_Problem_
Produce the records below again, word for word, but stop after the line that contains "Even with horizontal".

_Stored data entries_
Issue #4183, opened 2022-04-17
[BUG]Colorbar title remains vertical with colorbar on the top


zhiyuanzhai:
## Details

Even with horizontal top colorbar `colorbar=:top`, the colorbar title is still vertical.

<img width="632" alt="image" src="https://user-images.githubusercontent.com/37478391/163706275-78408629-84ce-4044-90d2-15bf323b6547.png">

### Backends

This bug occurs on ( insert `x` below )

Backend      | yes | no  | untested
-------------|-----|-----|---------
gr (default) |     |     | x
pyplot       |     |     | x
plotlyjs     |     |     | x
pgfplotsx    |  x   |     |
unicodeplots |     |     |x
inspectdr    |     |     |x
gaston       |     |     |x

### Versions

Plots.jl version: v1.27.4
Backend  version (`]st -m <backend(s)>`): PGFPlotsX v1.4.1
Output of `versioninfo()`:
```
Julia Version 1.6.6
Commit b8708f954a (2022-03-28 07:17 UTC)
Platform Info:
  OS: macOS (x86_64-apple-darwin18.7.0)
  CPU: Intel(R) Core(TM) i7-9750H CPU @ 2.60GHz
  WORD_SIZE: 64
  LIBM: libopenlibm
  LLVM: libLLVM-11.0.1 (ORCJIT, skylake)
Environment:
  JULIA_NUM_THREADS = 
  JULIA_EDITOR = code
  JULIA_PKG_SERVER = https://pkg.julialang.org
```

zhiyuanzhai:
OK I have a question with this:
https://github.com/JuliaPlots/Plots.jl/blob/06220420a3456b690323e80891c857f7d8867681/src/backends/pgfplotsx.jl#L210
What does "triple equal sign" (`===`) here mean?

PR #4191, opened 2022-05-02
Fixing the colorbar title for colorbars on the top.

zhiyuanzhai:
Related: #4183.

For the following test code:
```julia
using Plots
pgfplotsx()
plot(rand(10, 2), marker_z=rand(10), seriestype=:scatter, cb=:top, cb_title="mark")
```
before this fix: 
截屏2022-05-02 11 31 19
while after this fix:
mark

### DIFF
--- a/.zenodo.json
+++ b/.zenodo.json
@@ -712,6 +712,10 @@
         {
             "name": "Steve Leung",
             "type": "Other"
+        },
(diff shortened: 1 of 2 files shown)


BeastyBlacksmith:
Thanks!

_Response_
Issue #4183, opened 2022-04-17
[BUG]Colorbar title remains vertical with colorbar on the top


zhiyuanzhai:
## Details

Even with horizontal top colorbar `colorbar=:top`, the colorbar title is still vertical.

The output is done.